- _SUPPLIED ENTRIES_
PR #15425, opened 2026-04-15
Added config property to control null ordering in dashboards

dashevchenko:
## Pull Request description

Previously, there were two issues:

1.) Backend: the PostgreSQL query handled rows with null values incorrectly, excepting null values as 0. Old query:

select * from (select entities.*, (coalesce(cast(alias5.bool_v as varchar), '') || coalesce(alias5.str_v, '') || coalesce(cast(alias5.long_v as varchar), '') || coalesce(cast(alias5.dbl_v as varchar), '') || coalesce(cast(alias5.json_v as varchar), '')) as alias5_value, alias5.ts as alias5_ts, coalesce(alias5.dbl_v, cast(alias5.long_v as double precision), **(case when alias5.bool_v then 1 else 0 end)**) alias5_value_so_num,coalesce(alias5.str_v, cast(alias5.json_v as varchar), '') alias5_value_so_varchar from (select e.id id, 'DEVICE' entity_type, cast(e.name as varchar) as alias2, cast(e.label as varchar) as alias3, cast(e.additional_info as varchar) as alias4 from device e where e.tenant_id=:permissions_tenant_id and (e.id in (:entity_filter_entity_ids))) entities left join ts_kv_latest alias5 ON alias5.entity_id=entities.id AND alias5.key = (select key_id from key_dictionary where key = :alias5_key_id)  ) result  order by alias5_value_so_num asc, alias5_value_so_varchar asc, result.id asc limit 10 offset 0

When both dbl_v and long_v are NULL (rows with no value), the **CASE WHEN alias5.bool_v THEN 1 ELSE 0 END** evaluates to 0 instead of NULL, because CASE WHEN NULL THEN 1 ELSE 0 END returns 0 in PostgreSQL.

2.) UI: incorrect sorting for empty values

3.) For SQL-backed entity data queries added a configurable nulls order strategy (default, nulls_first, nulls_last)

## General checklist

## Back-End feature checklist

### DIFF
--- a/application/src/test/java/org/thingsboard/server/service/entitiy/EdqsEntityServiceTest.java
+++ b/application/src/test/java/org/thingsboard/server/service/entitiy/EdqsEntityServiceTest.java
@@ -16,19 +16,27 @@
 package org.thingsboard.server.service.entitiy;
 
 import com.google.common.collect.Lists;
+import com.google.common.util.concurrent.Futures;
+import com.google.common.util.concurrent.ListenableFuture;
 import org.junit.Before;
 import org.junit.Test;
 import org.springframework.beans.factory.annotation.Autowired;
 import org.springframework.boot.test.mock.mockito.MockBean;
 import org.springframework.test.context.TestPropertySource;
+import org.thingsboard.server.common.data.Device;
 import org.thingsboard.server.common.data.EntityType;
 import org.thingsboard.server.common.data.asset.Asset;
 import org.thingsboard.server.common.data.id.CustomerId;
 import org.thingsboard.server.common.data.id.IdBased;
+import org.thingsboard.server.common.data.kv.TimeseriesSaveResult;
 import org.thingsboard.server.common.data.page.PageData;
+import org.thingsboard.server.common.data.query.DeviceTypeFilter;
 import org.thingsboard.server.common.data.query.EntityCountQuery;
 import org.thingsboard.server.common.data.query.EntityData;
+import org.thingsboard.server.common.data.query.EntityDataPageLink;
 import org.thingsboard.server.common.data.query.EntityDataQuery;
+import org.thingsboard.server.common.data.query.EntityDataSortOrder;
+import org.thingsboard.server.common.data.query.EntityKey;
 import org.thingsboard.server.common.data.query.EntityKeyType;
 import org.thingsboard.server.common.data.query.RelationsQueryFilter;
 import org.thingsboard.server.common.data.relation.EntitySearchDirection;
@@ -43,10 +51,13 @@ import java.util.HashMap;
 import java.util.List;
 import java.util.Map;
 import java.util.UUID;
+import java.util.concurrent.ExecutionException;
 import java.util.concurrent.TimeUnit;
 import java.util.stream.Collectors;
 
+import static org.assertj.core.api.Assertions.assertThat;
 import static org.awaitility.Awaitility.await;
+import static org.thingsboard.server.common.data.query.EntityKeyType.ENTITY_FIELD;
 
 @DaoSqlTest
 @TestPropertySource(properties = {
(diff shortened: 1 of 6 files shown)


ui-ngx/src/app/shared/models/page/page-link.ts
```diff
@@ -84,11 +84,23 @@ export function sortItems(item1: any, item2: any, property: string, asc: boolean
...
-      if (item1Value && !item2Value) {
+    } else if (item1Type === 'boolean' && item2Type === 'boolean') {
+      result = item1Value ? 1 : -1;
+    } else if (item1Type !== item2Type) {
+      const item1Empty = item1Value === null || item1Value === undefined || item1Value === '';
+      const item2Empty = item2Value === null || item2Value === undefined || item2Value === '';
+      if (!item1Empty && item2Empty) {
         result = 1;
-      } else if (!item1Value && item2Value) {
+      } else if (item1Empty && !item2Empty) {
```
vvlladd28, line 94: This returns `-1` when only `item1` is empty, so in ASC order rows with empty values come **first**. The companion backend fix in `EntityKeyMapping.java` now produces `NULL` for value-less rows, and Postgres' default `ORDER BY ... ASC` treats NULL as **larger** than non-null (NULLS LAST) — so rows sort last on the server. Since `sortItems` is invoked on top of already-paginated backend results (`entities-table-widget.component.ts:937`, `alarms-table-widget.component.ts:1333`), the UI can flip the position of empty rows away from where the backend placed them. Was empty-first for ASC intentional, or should this mirror the backend (empty last for ASC, first for DESC)?

ui-ngx/src/app/shared/models/page/page-link.ts
```diff
@@ -84,11 +84,23 @@ export function sortItems(item1: any, item2: any, property: string, asc: boolean
...
         result = -1;
+      } else if (!item1Empty && !item2Empty) {
+        const num1 = Number(item1Value);
```
vvlladd28, line 97: The `item1Empty`/`item2Empty` checks above only treat the exact string `''` as empty, but `Number(' ')`, `Number('\t')`, and `Number('\n')` all coerce to `0`. A whitespace-only string compared against a real number would therefore be pulled into the numeric branch and sorted as `0` rather than falling through to `localeCompare`. If such values can appear in telemetry/attribute strings, consider trimming before the `isNaN` check (or using `Number.isFinite(Number(item1Value.toString().trim()))` style detection) so whitespace-only strings are compared lexically like any other string.

vvlladd28 (commented):
## Review summary

Reviewed 2 changed files in [[Entity data queries] Fixed telemetry/attribute sorting for rows with null values](https://github.com/thingsboard/thingsboard/pull/15425). The backend SQL fix is straightforward and correct — explicit `IS NULL` handling prevents the CASE expression from collapsing NULL `bool_v` to `0`. On the UI side the new cross-type branch is a real improvement over the previous truthiness-based check, but it introduces an ordering asymmetry with the backend worth confirming, plus a minor edge case around whitespace strings. Left 2 comments inline.

## Additional findings

These observations are about surrounding/overall concerns rather than specific diff lines.

- **Tests** — neither change has a regression test. `EntityKeyMappingTest.java` currently only covers `splitByCommaWithoutQuotes`, but the SQL-builder bug (CASE returning `0` for NULL `bool_v`) is exactly the kind of subtle issue a focused unit test on `buildTimeSeriesOrAttrSelection` could pin down. Similarly, `sortItems` has no spec coverage, so the new empty/cross-type logic has no safety net for future refactors. The PR checklist still shows the test items unchecked — worth adding at least a `sortItems` unit test given the behavioral change across several branches.

vvlladd28 (dismissed):

ViacheslavKlimov (commented):
## Review summary

Reviewed 6 changed files in [[Entity data queries] Fixed telemetry/attribute sorting for rows with null values](https://github.com/thingsboard/thingsboard/pull/15425). Left 4 comment(s) inline.

The core fix in `EntityKeyMapping.java` looks correct — the extra `case when bool_v is null then null` branch is exactly what's needed to stop PostgreSQL from treating NULL booleans as 0. The configurable `nullsOrderStrategy` is a nice escape hatch for users who want deterministic behavior across `NULL` and non-`NULL` rows.

A few things worth a second look: the EDQS path's default null ordering is now the opposite of the SQL default, invalid config values silently degrade to default, and the tests mutate a shared Spring bean via reflection. Details inline.

---

application/src/test/java/org/thingsboard/server/service/entitiy/EdqsEntityServiceTest.java
```diff
@@ -103,6 +114,100 @@ public void testCountHierarchicalEntitiesByMultiRootQuery() throws InterruptedEx
         assetService.deleteAssetsByTenantId(tenantId);
     }
 
+    // edqs has no nulls order strategies, always returns NULLs first for ASC and NULLs last for DESC
```
ViacheslavKlimov, line 117: This comment documents a real discrepancy that deserves to be visible outside the test file: EDQS always orders NULLs first for ASC / last for DESC, while the new SQL default is the opposite (NULLS LAST for ASC, NULLS FIRST for DESC, per the yml description). That means a tenant who toggles EDQS on/off will see a different null ordering for the same dataset, and the `sql.entity_data_query_nulls_order_strategy` knob silently has no effect on the EDQS path.

A few options worth considering:
- Align EDQS's default to match PostgreSQL's default so the `default` strategy is truly consistent.
- Plumb the strategy through to EDQS so all three options work there too.
- At minimum, call out the EDQS limitation in the `entity_data_query_nulls_order_strategy` yml comment so ops users aren't surprised.

dao/src/main/java/org/thingsboard/server/dao/sql/query/DefaultEntityQueryRepository.java
```diff
@@ -525,6 +530,14 @@ public PageData<EntityData> findEntityDataByQuery(TenantId tenantId, CustomerId
         });
     }
 
+    private String resolveNullsOrder() {
+        return switch (nullsOrderStrategy) {
```
ViacheslavKlimov, line 550: Invalid values for `SQL_ENTITY_DATA_QUERY_NULLS_ORDER_STRATEGY` fall into the `default` branch silently — a typo like `nulls-first`, `first`, or `NULLS_FIRST` (uppercase) will look accepted but will actually use the PostgreSQL default. Consider validating the value at startup (e.g. in a `@PostConstruct`) and either logging a warning or failing fast. A small enum or `Set<String>` of accepted values would also prevent the same literals from drifting out of sync between this `switch` and the yml description.

application/src/test/java/org/thingsboard/server/service/entitiy/EntityServiceTest.java
```diff
@@ -1750,6 +1753,117 @@ public void testFindEntityDataByQueryWithTimeseries() throws ExecutionException,
...
+                    List.of("true", "false", "false", "", ""),
+                    devices.size());
+        } finally {
+            deviceService.deleteDevicesByTenantId(tenantId);
+        }
+    }
+
+    private void assertNullsOrdering(String strategy, List<String> expectedAsc, List<String> expectedDesc, int deviceSize) {
+        String originalStrategy = entityQueryRepository.getNullsOrderStrategy();
+        ReflectionTestUtils.setField(entityQueryRepository, "nullsOrderStrategy", strategy);
```
ViacheslavKlimov, line 1836: Mutating a Spring-managed singleton's field via reflection inside a test couples these tests to global state. It's fine today because application tests run sequentially, but any future move toward parallel test execution (or a second test in the same module that reads/writes the same field) will race. Two cleaner options:
- Split each strategy into its own test class with `@TestPropertySource(properties = "sql.entity_data_query_nulls_order_strategy=...")`.
- Extract the sort clause construction to a method that takes the strategy as a parameter so it can be unit-tested without touching the bean.

Also worth noting: this relies on the injected field not being `final`. If Lombok/Spring conventions in this module ever shift toward constructor injection with `final` fields, this test will silently stop doing what it looks like it's doing.

ui-ngx/src/app/shared/models/page/page-link.ts
```diff
@@ -84,11 +84,25 @@ export function sortItems(item1: any, item2: any, property: string, asc: boolean
...
+    } else if (item1Type === 'boolean' && item2Type === 'boolean') {
+      result = item1Value ? 1 : -1;
+    } else if (item1Type !== item2Type) {
+      const item1Empty = item1Value === null || item1Value === undefined || item1Value === '';
+      const item2Empty = item2Value === null || item2Value === undefined || item2Value === '';
+      if (!item1Empty && item2Empty) {
+        return asc ? 1 : -1;
+      } else if (item1Empty && !item2Empty) {
+        return asc ? -1 : 1;
+      } else if (!item1Empty && !item2Empty) {
```
ViacheslavKlimov, line 96: This mixed-type branch is a larger behavior change than it might look. Before, any two mixed-type values used simple truthy/falsy comparison; now it's empty-check → numeric parse → `localeCompare`. A few cases that shift:

- `true` vs `'hello'`: old → tie (both truthy, `result = 0`); new → `'true'.localeCompare('hello')` → negative.
- `1` (number) vs `'5'` (string): old → tie (both truthy); new → `1 - 5 = -4` via numeric branch.
- `0` (number) vs `'anything'`: old → `!item1Value && item2Value` → `result = -1`; new → numeric `0` vs NaN → falls to string compare.

For telemetry-style data the new behavior is clearly more useful, but any widget that happened to rely on the old truthy/falsy ordering (entities table, alarms table are the two callers) may shift. Worth spot-checking those two widgets with a mixed-type column to make sure no existing sort is visibly broken.

Minor: the early `return asc ? 1 : -1` at lines 93/95 short-circuits the final `asc ? result : result * -1` at line 109, while the `result = ...` assignments in this block go through it. That asymmetry works but is easy to get wrong on a future edit — consider also assigning `result` here for uniformity.

dao/src/main/java/org/thingsboard/server/dao/sql/query/DefaultEntityQueryRepository.java
dashevchenko: fixed

ui-ngx/src/app/shared/models/page/page-link.ts
dashevchenko: Fixed.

- _ABOUT THIS EXERCISE_
Scan the records above for the lines holding "import org.springframework.beans.factory.annotation.Autowired;" and "import org.thingsboard.server.common.data.asset.Asset;". Transcribe those two and every line between them word for word, and no others.

- _RESPONSE AREA_
 import org.springframework.beans.factory.annotation.Autowired;
 import org.springframework.boot.test.mock.mockito.MockBean;
 import org.springframework.test.context.TestPropertySource;
+import org.thingsboard.server.common.data.Device;
 import org.thingsboard.server.common.data.EntityType;
 import org.thingsboard.server.common.data.asset.Asset;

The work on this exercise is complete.